On these terms Red Planet is the more grounded of the two Mars 2000 films. But it's still easy to see why its retro charm would appeal more to sci-fi fans than to the general public, who may not have been looking for a middle ground between the realism of space thrillers. Apollo 13 and the craziest alien technology from Star Wars or independence Day. Even audiences may have been yearning for something more overtly cool, given the presence of Moss, one of the leads in the then-recent film. Matrix phenomenon.
Admittedly, when Red Planet really gets into more fantastical territory in the final half hour, it fails to build any genuine tension. It's too clear which characters are expendable (that is, most of them). But before that, it's a thoroughly fun survival thriller. Red Planet features compelling performances from Moss and Kilmer; the basic level of craftsmanship of a large studio in terms of lighting, cinematography and set design; and some neat touches from sci-fi magazines, such as a possibly nefarious robot and strange Martian lifeforms. Director Anthony Hoffman captures striking scenery and keeps everything at a pace appropriate for a film that might have played out like the brisk half of a double feature a half-century ago.
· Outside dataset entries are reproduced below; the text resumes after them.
PR #2346, opened 2019-08-17
Make `copy-file` feature work on gists

kidonng:
I don't know if this works before, but from `features.isGist` I guess it is expected to, so here it is.

# Test

https://gist.github.com/KomaliVuddanti/f062a78b4fff3ee001529efe2a468375

### DIFF
--- a/source/features/copy-file.tsx
+++ b/source/features/copy-file.tsx
@@ -5,7 +5,7 @@ import copyToClipboard from 'copy-text-to-clipboard';
 import features from '../libs/features';
 
 function handleClick({currentTarget: button}: React.MouseEvent<HTMLButtonElement>): void {
-	const selector = features.isGist() ? '.js-gist-file-update-container': '.Box';
+	const selector = features.isGist() ? '.js-gist-file-update-container' : '.Box';
 	const file = button.closest(selector);
 	const content = select.all('.blob-code-inner', file!)
 		.map(({innerText: line}) => line === '\n' ? '' : line) // Must be `.innerText`
@@ -17,7 +17,7 @@ function renderButton(): void {
 	const selector = features.isGist() ? '.file-actions .btn' : '[data-hotkey="b"]';
 	for (const blameButton of select.all(selector)) {
 		if (features.isGist()) {
-			blameButton.classList.add('BtnGroup-item')
+			blameButton.classList.add('BtnGroup-item');
 		}
 
 		blameButton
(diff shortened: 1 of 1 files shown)


source/features/copy-file.tsx
```diff
@@ -5,16 +5,22 @@ import copyToClipboard from 'copy-text-to-clipboard';
 import features from '../libs/features';
 
 function handleClick({currentTarget: button}: React.MouseEvent<HTMLButtonElement>): void {
-	const file = button.closest('.Box');
+	const selector = features.isGist() ? '.js-gist-file-update-container' : '.Box';
+	const file = button.closest(selector);
```
fregante: No need to is isGist, just merge the selectors

source/features/copy-file.tsx
```diff
@@ -5,16 +5,22 @@ import copyToClipboard from 'copy-text-to-clipboard';
...
 	copyToClipboard(content);
 }
 
 function renderButton(): void {
-	for (const blameButton of select.all('[data-hotkey="b"]')) {
-		blameButton
+	const selector = features.isGist() ? '.file-actions .btn' : '[data-hotkey="b"]';
+	for (const button of select.all(selector)) {
+		if (features.isGist()) {
+			button.classList.add('BtnGroup-item');
```
fregante: You can use the groupButtons function to do this automatically, without conditions. Call it after the prepend

kidonng: Have I done it right?

fregante: You can leave the old code (without the extra const) and use `groupSiblings(button)` instead, I think.

kidonng: I thought you were literally talking `groupButtons` function.

source/features/copy-file.tsx
```diff
@@ -3,18 +3,20 @@ import select from 'select-dom';
...
 	const content = select.all('.blob-code-inner', file!)
 		.map(({innerText: line}) => line === '\n' ? '' : line) // Must be `.innerText`
 		.join('\n');
 	copyToClipboard(content);
 }
 
 function renderButton(): void {
-	for (const blameButton of select.all('[data-hotkey="b"]')) {
-		blameButton
+	const selector = features.isGist() ? '.file-actions .btn' : '[data-hotkey="b"]';
```
jerone: Can these selectors also be merged?

source/features/copy-file.tsx
fregante: Sorry about the confusion 😁

source/features/copy-file.tsx
fregante: This isn’t resolved yet. By “merging” he means what you did with the previous selector where I suggested to drop isGist

kidonng: Sorry I always forget its parameter can be multiple selectors

PR #2347, opened 2019-08-17
Add `embed-gist-via-iframe` feature

kidonng:
Before:

After:
image

GitHub has a listener for the menu items so we just need to copy an existing item to make it work.

The description change is to distinguish the two embed items and is also consistent with the existing "Clone via HTTPS" and "Clone via SSH" items.

# Test

https://gist.github.com/KomaliVuddanti/f062a78b4fff3ee001529efe2a468375


sindresorhus:
> My code isn't too elegant so I'll be all ears

If you have to write this, you should probably put some work into it ;)

source/features/embed-gist-via-iframe.tsx
```diff
@@ -0,0 +1,37 @@
...
+import features from '../libs/features';
+
+function init(): void {
+	const embedMenuItem = select('.select-menu-item')!;
+	select('.select-menu-button')!.textContent = 'Embed via <script>';
+	select('.select-menu-item-heading', embedMenuItem)!.innerHTML = 'Embed via <code>&lt;script&gt;</code>';
+	select('.description', embedMenuItem)!.innerHTML = 'Embed this gist in your website via <code>&lt;script&gt;</code>.';
+
+	const iframe = `<iframe src="https://gist.github.com${location.pathname}.pibb"></iframe>`;
+	embedMenuItem.insertAdjacentElement(
```
jerone: This can be replaced by `.after()`. See https://github.com/sindresorhus/refined-github/pull/760

kidonng: Oh thanks I'm rebuilding this via `cloneNode`

source/features/embed-gist-via-iframe.tsx
```diff
@@ -0,0 +1,37 @@
...
+		'afterend',
+		<button name="button" type="button" className="select-menu-item width-full" aria-checked="false" role="menuitemradio" value={iframe}>
+			<svg className="octicon octicon-check select-menu-item-icon" viewBox="0 0 12 16" version="1.1" width="12" height="16" aria-hidden="true"><path fill-rule="evenodd" d="M12 5l-8 8-4-4 1.5-1.5L4 10l6.5-6.5L12 5z" /></svg>
```
jerone: Use the icon: https://github.com/sindresorhus/refined-github/blob/master/source/libs/icons.tsx#L3

kidonng:
@jerone How does it look now :)

kidonng:
> If you have to write this, you should probably put some work into it ;)

Oh sorry I should have taken it seriously 😋

sindresorhus:
Also don't forget to send the feature request to GitHub: support@github.com It feels like something that should be available natively.

source/features/embed-gist-via-iframe.tsx
```diff
@@ -0,0 +1,37 @@
+import select from 'select-dom';
+import features from '../libs/features';
+
+function init(): void {
+	const embedViaScript = select('.select-menu-item')!;
```
fregante: The selector is too broad

source/features/embed-gist-via-iframe.tsx
```diff
@@ -0,0 +1,37 @@
...
+	const embedViaIframe = embedViaScript.cloneNode(true) as HTMLElement;
+
+	// Modify description to distinguish the two items
+	// This is also consistent with the existing "Clone via HTTPS" and "Clone via SSH" items
+	const viaScript = 'Embed via <script>';
+	select('[data-menu-button]')!.textContent = viaScript;
```
fregante: Broad selector or this needs to be 
```suggestion
	select('[data-menu-button]', embedViaScript)!.textContent = viaScript;
```

source/features/embed-gist-via-iframe.tsx
```diff
@@ -0,0 +1,37 @@
...
+	select('.select-menu-item-heading', embedViaScript)!.textContent = viaScript;
+	select('.description', embedViaScript)!.textContent = 'Embed this gist in your website via <script>.';
+
+	// Remove analytics attributes
+	embedViaIframe.removeAttribute('data-hydro-click');
+	embedViaIframe.removeAttribute('data-hydro-click-hmac');
+
+	// Set required content
+	embedViaIframe.setAttribute('aria-checked', 'false');
+	embedViaIframe.setAttribute('value', embedViaIframe.getAttribute('value')!.replace(/script/g, 'iframe').replace('.js', '.pibb'));
```
fregante: Properties are more readable than attributes here

```suggestion
	embedViaIframe.value = embedViaIframe.value!.replace(...)
```

Also this fails if the username or domain (for GH Enterprise) contains `script` or `.js` anywhere. It needs to match the HTML tag more precisely

kidonng: > Properties are more readable than attributes here

That will fail the type check as it is marked as `HTMLElement` 😅 well I should have changed it to `HTMLButtonElement`

> Also this fails if the username or domain (for GH Enterprise) contains `script` or `.js` anywhere. It needs to match the HTML tag more precisely

Thanks for reminding me, should adopt the previously used method: extract URL from `location`

source/features/embed-gist-via-iframe.tsx
kidonng: That's actually wrong but never mind

source/features/embed-gist-via-iframe.tsx
```diff
@@ -0,0 +1,37 @@
+import select from 'select-dom';
+import features from '../libs/features';
+
+function init(): void {
+	const embedViaScript = select('.file-navigation-option .select-menu-item')!;
```
fregante: Still too broad; how about:

```suggestion
	const embedViaScript = select('.file-navigation-option [value$="<script"]')!;
```

source/features/embed-gist-via-iframe.tsx
```diff
@@ -0,0 +1,37 @@
...
+	const embedViaIframe = embedViaScript.cloneNode(true) as HTMLButtonElement;
+
+	// Modify description to distinguish the two items
+	// This is also consistent with the existing "Clone via HTTPS" and "Clone via SSH" items
+	const viaScript = 'Embed via <script>';
+	select('.file-navigation-option [data-menu-button]')!.textContent = viaScript;
```
fregante: I saw this now, I don't think we need to update the label here. 

The regular label is fine, `<script` is visible right next to it:



It can be dropped

```suggestion
```

source/features/embed-gist-via-iframe.tsx
```diff
@@ -0,0 +1,37 @@
...
+	select('.select-menu-item-heading', embedViaScript)!.textContent = viaScript;
```
fregante:
```suggestion
	select('.select-menu-item-heading', embedViaScript)!.textContent = 'Embed via <script>';
```

source/features/embed-gist-via-iframe.tsx
kidonng: If we need to drop this, we should drop the line below as well (i.e. https://github.com/sindresorhus/refined-github/pull/2347/files#diff-202a2bef15a311f406c80dbc2c6e74bfR10-R12 together), because when you click another button and click the "Embed" button again, the label will sync with our modified title and become "Embed via <script>", which can be confusing.

source/features/embed-gist-via-iframe.tsx
kidonng: I guess you are writing `$('.file-navigation-option [value^="<script"]')` 😂

source/features/embed-gist-via-iframe.tsx
fregante: The next line fine as is. As a starter the it’s better as simply “embed”

fregante:
I'm seeing this really weird behavior in Firefox. The buttons are swapped and incorrect.



I'm about to push a change that sorts the code and fixes the `script` label, but the result is similar.

It works correctly in Chrome though.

Red Planet was Hoffman's only specialty, and it seems a little unfair that he took the blame for it financial failure. After all, Mars failures continued after 2000. John Carpenter Ghosts of Mars now he has a cult following most of Carpenter's films do, but in the summer of 2001 it was a bombshell and was criticized. Mars needs mothers And John Carter collectively lost the company somewhere in the region of $300 million. The Curse of Mars was not lifted until Ridley Scott Martian came out in 2015, and in some ways it seems like the exception that proves the rule: a realistic astronaut thriller set on Mars, without any fantasy elements stronger than its hero who doesn't die.
However, there is something to be said for the old-fashioned but relatively down-to-earth pulp that Red Planet delivers—especially in its simple vision of 2025, which is technologically advanced but still fraught with uncomfortable uncertainties. This doesn't exactly demystify Mars, but it does signal that perhaps colonization isn't the miraculous escape plan some people still imagine.